● Required action: Which lines in the data below contain the word "causes"? Return each of them.

******************************

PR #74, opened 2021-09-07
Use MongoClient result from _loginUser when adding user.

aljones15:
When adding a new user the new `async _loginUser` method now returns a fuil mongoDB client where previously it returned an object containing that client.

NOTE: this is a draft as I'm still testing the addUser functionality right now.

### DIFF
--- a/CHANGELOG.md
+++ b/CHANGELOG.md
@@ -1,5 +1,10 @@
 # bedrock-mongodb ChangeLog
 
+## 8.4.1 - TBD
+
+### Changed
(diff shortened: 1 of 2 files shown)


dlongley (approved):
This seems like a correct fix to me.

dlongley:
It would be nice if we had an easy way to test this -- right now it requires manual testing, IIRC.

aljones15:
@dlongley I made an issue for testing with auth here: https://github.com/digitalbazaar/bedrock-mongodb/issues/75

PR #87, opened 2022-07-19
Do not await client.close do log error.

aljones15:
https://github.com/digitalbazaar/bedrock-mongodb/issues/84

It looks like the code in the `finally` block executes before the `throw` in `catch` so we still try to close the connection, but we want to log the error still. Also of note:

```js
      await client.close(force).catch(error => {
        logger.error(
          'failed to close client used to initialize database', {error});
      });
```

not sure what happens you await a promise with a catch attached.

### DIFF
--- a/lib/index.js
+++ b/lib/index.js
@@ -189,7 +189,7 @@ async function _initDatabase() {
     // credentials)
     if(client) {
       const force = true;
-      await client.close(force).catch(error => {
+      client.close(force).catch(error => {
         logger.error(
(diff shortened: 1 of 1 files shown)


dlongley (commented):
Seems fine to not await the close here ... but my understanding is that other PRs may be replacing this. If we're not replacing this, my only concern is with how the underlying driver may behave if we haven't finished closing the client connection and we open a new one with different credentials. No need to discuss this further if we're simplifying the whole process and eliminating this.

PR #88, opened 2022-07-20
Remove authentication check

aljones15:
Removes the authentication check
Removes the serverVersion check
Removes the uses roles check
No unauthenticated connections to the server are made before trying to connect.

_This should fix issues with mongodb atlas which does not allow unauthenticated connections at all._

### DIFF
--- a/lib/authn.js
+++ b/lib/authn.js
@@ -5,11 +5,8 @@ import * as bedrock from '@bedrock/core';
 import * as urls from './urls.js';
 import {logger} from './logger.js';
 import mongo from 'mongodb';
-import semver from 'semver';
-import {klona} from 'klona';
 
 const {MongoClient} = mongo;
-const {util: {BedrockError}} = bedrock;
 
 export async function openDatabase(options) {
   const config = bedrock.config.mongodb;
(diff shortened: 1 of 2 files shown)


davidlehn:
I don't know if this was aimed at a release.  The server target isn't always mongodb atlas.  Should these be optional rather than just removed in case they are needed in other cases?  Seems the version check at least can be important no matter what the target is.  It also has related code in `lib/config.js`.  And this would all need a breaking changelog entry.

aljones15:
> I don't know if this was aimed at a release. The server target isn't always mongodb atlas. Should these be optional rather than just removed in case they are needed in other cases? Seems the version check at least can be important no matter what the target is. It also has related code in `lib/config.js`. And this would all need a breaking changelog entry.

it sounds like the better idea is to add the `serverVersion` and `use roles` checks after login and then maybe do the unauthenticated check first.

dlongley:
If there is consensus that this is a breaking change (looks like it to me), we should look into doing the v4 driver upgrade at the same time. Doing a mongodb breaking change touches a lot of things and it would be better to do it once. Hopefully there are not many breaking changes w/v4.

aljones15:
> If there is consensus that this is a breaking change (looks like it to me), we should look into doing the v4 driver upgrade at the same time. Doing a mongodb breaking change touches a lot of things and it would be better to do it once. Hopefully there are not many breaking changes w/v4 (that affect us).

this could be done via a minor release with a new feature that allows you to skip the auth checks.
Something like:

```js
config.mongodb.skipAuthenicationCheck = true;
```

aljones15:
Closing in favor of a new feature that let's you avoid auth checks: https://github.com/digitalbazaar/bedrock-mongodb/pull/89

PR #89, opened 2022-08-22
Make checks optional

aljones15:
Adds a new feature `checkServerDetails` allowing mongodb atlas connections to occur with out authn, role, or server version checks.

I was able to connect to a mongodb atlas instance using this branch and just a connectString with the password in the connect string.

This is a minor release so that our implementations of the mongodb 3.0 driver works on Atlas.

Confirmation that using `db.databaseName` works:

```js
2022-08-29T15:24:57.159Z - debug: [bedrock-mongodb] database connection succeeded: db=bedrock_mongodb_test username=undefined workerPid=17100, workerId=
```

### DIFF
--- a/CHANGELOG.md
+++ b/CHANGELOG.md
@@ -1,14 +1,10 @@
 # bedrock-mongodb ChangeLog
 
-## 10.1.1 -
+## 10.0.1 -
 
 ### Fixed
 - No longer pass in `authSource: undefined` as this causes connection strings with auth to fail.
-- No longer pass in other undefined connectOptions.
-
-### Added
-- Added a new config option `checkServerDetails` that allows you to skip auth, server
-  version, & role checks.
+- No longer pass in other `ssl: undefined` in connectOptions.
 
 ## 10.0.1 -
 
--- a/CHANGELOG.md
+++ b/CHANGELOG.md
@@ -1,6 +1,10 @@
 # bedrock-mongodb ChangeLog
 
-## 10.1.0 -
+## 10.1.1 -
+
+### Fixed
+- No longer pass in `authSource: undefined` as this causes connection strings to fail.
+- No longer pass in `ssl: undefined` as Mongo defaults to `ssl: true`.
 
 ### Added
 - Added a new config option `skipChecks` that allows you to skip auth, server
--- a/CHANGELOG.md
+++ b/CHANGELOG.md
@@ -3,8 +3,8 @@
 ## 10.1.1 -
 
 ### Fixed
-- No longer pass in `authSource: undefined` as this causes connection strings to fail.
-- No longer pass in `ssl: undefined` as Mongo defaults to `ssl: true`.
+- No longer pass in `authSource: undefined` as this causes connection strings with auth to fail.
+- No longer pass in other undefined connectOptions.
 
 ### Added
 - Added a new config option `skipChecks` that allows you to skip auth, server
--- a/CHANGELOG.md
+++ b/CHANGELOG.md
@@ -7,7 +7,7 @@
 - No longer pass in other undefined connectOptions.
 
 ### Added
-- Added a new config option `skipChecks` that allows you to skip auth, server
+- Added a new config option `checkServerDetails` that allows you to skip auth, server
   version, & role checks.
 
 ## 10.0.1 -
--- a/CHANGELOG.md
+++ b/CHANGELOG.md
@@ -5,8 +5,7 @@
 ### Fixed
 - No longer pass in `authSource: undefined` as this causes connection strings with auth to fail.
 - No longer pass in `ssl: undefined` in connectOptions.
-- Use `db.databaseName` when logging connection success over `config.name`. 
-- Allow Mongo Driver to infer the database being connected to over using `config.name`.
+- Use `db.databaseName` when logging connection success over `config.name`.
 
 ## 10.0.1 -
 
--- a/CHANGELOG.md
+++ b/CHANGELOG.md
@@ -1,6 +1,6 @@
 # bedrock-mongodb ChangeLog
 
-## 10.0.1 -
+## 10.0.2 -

******************************

● Output for this task:
 - No longer pass in `authSource: undefined` as this causes connection strings with auth to fail.
+- No longer pass in `authSource: undefined` as this causes connection strings to fail.
-- No longer pass in `authSource: undefined` as this causes connection strings to fail.
+- No longer pass in `authSource: undefined` as this causes connection strings with auth to fail.
 - No longer pass in `authSource: undefined` as this causes connection strings with auth to fail.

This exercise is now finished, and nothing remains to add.